▸ **TASK BRIEF**
The lines to repeat run from the one containing "as optional dependencies" through the last line of the records below; repeat them exactly and give nothing more.
++++++
PR #175, opened 2025-12-19
feat(pkg-py): Replace pandas with narwhals

cpsievert:
This PR removes `pandas` as a required dependency and replaces it with `narwhals`, a lightweight DataFrame abstraction layer that supports both pandas and polars backends. Users can now choose their preferred DataFrame library.

## Motivation

- **Reduced dependencies**: pandas is a heavy dependency; users who prefer polars shouldn't need to install pandas
- **Flexibility**: Some users prefer polars for its performance characteristics
- **Future-proofing**: narwhals provides a stable API that works across DataFrame libraries

### Dependencies
- Removed `pandas` from required dependencies
- Added `pandas` and `polars` as optional dependencies
- Install with `pip install querychat[pandas]` or `pip install querychat[polars]`

### API Changes (Breaking)
- `execute_query()`, `get_data()`, and `df()` now return narwhals DataFrames instead of pandas DataFrames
++++++
▸ **OUTPUT OF THE EXERCISE**
- Added `pandas` and `polars` as optional dependencies
- Install with `pip install querychat[pandas]` or `pip install querychat[polars]`

### API Changes (Breaking)
- `execute_query()`, `get_data()`, and `df()` now return narwhals DataFrames instead of pandas DataFrames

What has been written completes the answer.